16:20-16:50 Break 30’
16:50-17:15 Maria Potop-Butucaru. Title: Reliable Distributed Algorithms in the Decentralized Finance Era
Abstract: Blockchain phenomena is similar to the last century gold rush. Blockchain technologies are publicized as being the technical solution for fully decentralizing activities that were for centuries centralized such as administration and finance. Recently, decentralized finance based on blockchain technologies opened a new research field: reliable distributed economical systems that is a cross research between classical distributed systems, economy and formal methods. This talk will visit several fault-tolerant distributed algorithms abstractions through the lens of decentralized finance presenting some results and techniques and open research directions.
17:15-17:40 Alina Ene. Title: A gentle introduction to adaptive optimization
Abstract: In this talk, we take a brief look at some of the most popular and influential iterative algorithms for optimizing modern machine learning models. We will introduce the celebrated Adagrad algorithm (Duchi, Hazan, and Singer; McMahan and Streeter) that uses past gradient information to adaptively set its step sizes. We will briefly discuss some remarkable properties of algorithms in the Adagrad family, including their ability to automatically adapt to unknown problem structure such as (local or global) smoothness and convexity. If time permits, we will also touch upon recent progress on obtaining accelerated Adagrad algorithms that simultaneously achieve optimal convergence in the smooth, non-smooth, and stochastic setting, without any knowledge of the smoothness parameters or the variance of the stochastic gradients.
17:40 -17:50 Break 10'
17:50-18:30 Short presentations: Ioan Todinca (Université d'Orléans)
Cosmin Bonchis (Universitatea de Vest, Timisoara)
Ana-Andreea Stoica (Columbia University)
Sorin Alexe (QML Alpha LLC)
18:30-18:45 Break 15’
18:45-19:10 Simina Branzei. Title: Searching, Sorting, and Cake Cutting in Rounds
Abstract: We study sorting and searching in rounds motivated by a cake cutting problem.The search problem we consider is: we are given an array x=(x1,…,xn) and an element z promised to be in the array. We have access to an oracle that answers comparison queries and the goal is to find the location of z with success probability at least p∈[0,1] in at most k rounds of interaction with the oracle. The problem is called ordered or unordered search, depending on whether the array x is sorted or unsorted,respectively. We analyze the expected query complexity of randomized and deterministic algorithms, finding a surprising query complexity gap between the performance of randomized algorithms on a worst case input and deterministic algorithms on a worst case input distribution. We also discuss the connections of these search problems to sorting in the rank query model and proportional cake cutting with contiguous pieces. (Based on joint work with Dimitris Paparas and Nicholas Recker.)

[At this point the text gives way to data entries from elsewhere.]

Issue #1529, opened 2025-05-05
Add FCirc checks to validation


hepcat72:
### Feature Inspiration 

In order to calculate `FCirc`, the following is needed:

1. Animal weight
2. Infusion rate
3. A tracer peak group must exist in a serum sample

Without all of these things, FCirc cannot be calculated and the FCirc advanced search page will have errors or warnings, and None in the FCric data columns.

### Feature Description 

Check for the tracer compound among the peak groups and samples.  Check for animal weight.  Check for Infusion rate.  If any of those are missing, issue a warning.

### Alternatives

None

### Dependencies

None

### Comment

None

-----

### Assumptions

None

### Limitations

None

### Affected Components

None provided

### Requirements

None provided

#### Interface Change description

None provided

#### Code Change Description

None provided

#### Tests

None provided

PR #1552, opened 2025-05-19
Prohibit use of delimiters in `Compound` names and synonyms

### LINKED ISSUE #1549: `FCirc` Calculations Check: Delimiting Compounds without Issue
### Feature Inspiration 

None provided

### Feature Description 

None provided

### Alternatives

None

### Dependencies

None

### Comment

None

-----

### Assumptions

None

### Limitations

None

### Affected Components

None provided

### Requirements

None provided

None provided

#### Code Change Description

None provided

#### Tests

None provided

hepcat72:
## Summary Change Description

This is the groundwork that will allow me to alert users during validation that they did not pick peaks for every tracer compound in their serum samples (which prevents `FCirc` from being calculated).  To be able to do that, we need more information in the study doc (because fully processing the peak annotation files takes too long).  We know the compounds from the compounds sheet, but we need to know all the compounds picked per serum sample (note, not per serum MSRunSample).  My intention is to add a hidden column to the `Peak Annotation Details` sheet containing delimited measured compounds, the same way I use a hidden delimited samples column in the `Peak Group Conflicts` sheet to be able to catch multiple representations.  And to be able to reliably delimit compounds (which we already do in the synonyms column), we need to not allow compound names to contain the characters we use for delimiting.  That's what this PR implements: prohibiting delimiters in compound names/synonyms.

Incidentally, this needs to be done for all data that we import or export in delimited columns, like the study column in the animals sheet.

- Resolves #1549
- Merges into branch `main`

## Reviewer Notes/Requests

See comments in-line.

## Checklist

- Review Requirements
  - Minimum approvals: 1 
  - No changes requested
  - Review period: 2 days 
- Basic Requirements 
  - [x] Conflicts resolved
- Overhead Requirements 


DataRepo/loaders/compounds_loader.py
```diff
@@ -26,7 +28,7 @@ class CompoundsLoader(TableLoader):
     FORMULA_KEY = "FORMULA"
     SYNONYMS_KEY = "SYNONYMS"
 
-    SYNONYMS_DELIMITER = ";"
+    SYNONYMS_DELIMITER = Compound.delimiter
```
hepcat72, line 31: C. I debated whether to house the delimiter in the loader versus the model, and decided that the need to be able to delimit them was integral enough to be in the model.  The alternative would be to do it in the loader and escape these delimiting strings somehow, but I thought that would be overkill.

DataRepo/loaders/compounds_loader.py
```diff
@@ -212,6 +214,23 @@ def get_or_create_compound(self, row):
             formula = self.get_row_val(row, self.headers.FORMULA)
             hmdb_id = self.get_row_val(row, self.headers.HMDB_ID)
```
hepcat72, line 216: C. The 2 chunks below detect prohibited substrings in compound names and synonyms and do 2 things:

1. Buffer a warning that a prohibited substring was encountered, so they can edit it if they don't like the automated fix.
2. Automatically replace the substring with a safe character.

DataRepo/loaders/peak_annotations_loader.py
```diff
@@ -709,7 +711,27 @@ def get_peak_group_compounds_dict(
             # avoid an exception from the code below, which assumes non-None
             return recs
```
hepcat72, line 713: C. The same functionality is applied to the peak annotations loader, which has a compound column (that can be a synonym).

DataRepo/migrations/0052_alter_compound_formula_alter_compound_name_and_more.py
```diff
@@ -0,0 +1,49 @@
+# Generated by Django 4.2.16 on 2025-05-19 19:15
```
hepcat72, line 1: C. The migration is to update the help text only.  I did check the current data and none of the compounds or synonyms currently loaded contain any prohibited substrings.  Otherwise, the check I added to the clean methods could theoretically make data invalid (and modified) if it was attempted to be loaded again.

DataRepo/models/compound.py
```diff
@@ -36,12 +46,11 @@ class Compound(models.Model):
 
     @property  # type: ignore
     def hmdb_url(self):
```
hepcat72, line 48: C. I made minor docstring changes while I was in this file.

DataRepo/models/compound.py
```diff
@@ -132,16 +136,47 @@ def get_absolute_url(self):
 
         return reverse(self.detail_name, kwargs={"pk": self.pk})
```
hepcat72, line 138: C. This new method is used in the check and fix of names/synonyms.

DataRepo/models/compound.py
```diff
@@ -88,15 +94,13 @@ def clean(self, *args, **kwargs):
             raise CompoundExistsAsMismatchedSynonym(
                 self.name, compound_dict, sqs.first()
             )
+        Compound.validate_compound_name(self.name)
```
hepcat72, line 97: C. This is the new check in the clean method.  There's another below for the synonym model.

DataRepo/models/peak_group.py
```diff
@@ -20,7 +20,7 @@ class PeakGroup(HierCachedModel, MaintainedModel):
 
     detail_name = "peakgroup_detail"
 
-    NAME_DELIM = "/"
+    NAME_DELIM = "/"  # Compound.secondary_delimiter - cannot import yet
```
hepcat72, line 23: C. I tried importing, but it leads to a circular import issue, so instead, I check this value in the constructor.

DataRepo/tests/loaders/test_compounds_loader.py
```diff
@@ -0,0 +1,25 @@
+from DataRepo.loaders.compounds_loader import CompoundsLoader
```
hepcat72, line 1: C. The rest of the changes are tests, with the exception of the new exception classes I created in the file at the bottom.

DataRepo/utils/exceptions.py
```diff
@@ -4585,6 +4585,89 @@ def __init__(self, matching_version_numbers: list, match_data, message=None):
...
+        if message is None:
+            valstr = f" (in '{value}')" if value is not None else ""
+            message = (
+                f"Prohibited character(s) {found} encountered{valstr}.\n"
+                f"None of the following reserved substrings are allowed: {disallowed}."
+            )
+        super().__init__(message, **kwargs)
+        self.found = found
+        self.value = value
+        self.disallowed = disallowed
```
hepcat72, line 4630: C. This class exists because I needed one that did not inherit from `InfileError`, because the validate method is a class method, which knows nothing about the input file.  In the past, I have used `InfileError.set_formatted_message()` to handle this kind of situation.  It allows you to add the file info later in a catch, but it's not perfect, because it still references an unnamed input file and required a placeholder for where the file goes in the exception text.  That's another problem I would like to solve, but it is a separate issue.

hepcat72:
@fkang-pu - Fan, would you mind reviewing this PR for me?

hepcat72:
Note, the parent issue that this relates to is #1529.

fkang-pu:
> @fkang-pu - Fan, would you mind reviewing this PR for me?

Sure. I will do it after my meeting with AdamsonLab in the afternoon.

hepcat72:
> 1. Double check with Michael to make sure the two selected delimiters are ok with him.

We've been using these delimiters from the beginning, but just haven't been checking them.  If a compound had had either of these characters in the past, it definitely would have caused problems.  Essentially, we've just been lucky they have no occurred in any compound names or synonyms.  If we were to change the delimiters, we'd have to change other code as well.  I think it's OK to assume that the delimiters are OK.

> 2. I was debating with myself if we should suggest a fix for a compound name.  I prefer just return TRUE or FALSE for `validate_compound_name` without fix option, and let the researcher re-submit a name. But feel free to go with your ideas, I just share my thoughts.

So, let me put this in context.  The warning that is buffered is presented to the user on the submission interface on the start or validation page.  The fix is in the downloaded template in the Compound column in the Compounds sheet.  The user can elect to change the compound name to make whatever character selection they want.  They can do it either int he original file without the fix or in the "repaired" file that was downloaded, so it's not like they don't have the opportunity to make the change they want.  So if this is your only reason for the suggestion, then perhaps with this added context, having the fixed version would seem to be more of a benefit than a liability, in that it attempts to adhere to the principle of "don't get in the way" of the user.  If they're fine with the replacement, there's nothing they need to do.

That said, your comment made me realize a related technical problem that I do want to fix.  And that is, if the user edits the name in the compounds sheet, the compound in the peak annotation file won't match.  The fix would have to be in the peak annotation file(s).  We can't modify those automatically to match what the user changed manually in the compounds sheet.

I'm not sure which way I want to go with this.  If the fix is handled automatically, it can all be automatically fixed and consistent, which would be the path of least resistance for the user (i.e. it doesn't get in the way or create more work for the user).

The alternative would be to raise an error, not add the compound at all, and force the user to edit their peak annotation files.  I'm pretty reluctant to do that.

I think what I'll do is, I will do the fix, but I'm going to make 2 replacements as close to the original as possible: one for the primary `;`->`:` and one for the secondary `/`->`\` delimiter.  And I will point out in the warning specifically on the start page, that any alternative edit must be done in the peak annotation file(s) and the template re-created.

hepcat72:
Rebased to address conflicts.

19:10-19:35 Sebastian Cioaba. Title: Spectral graph theory and Theoretical Computer Science
Abstract: Spectral graph theory studies eigenvalues and eigenvectors of various matrices associated with graphs. It plays a key role in theory of expanders graphs (sparse regular graphs whose second largest eigenvalue in absolute value is small compared with its degree) and the design and analysis of the Goemans-Williamson SDP approximation algorithm for the max-cut. More recently, spectral graph theory was fundamental in Huang’s resolution of the Sensitivity Conjecture by using signed adjacency matrices and their eigenvalues. In this talk, I will give an overview of these results and present some open problems.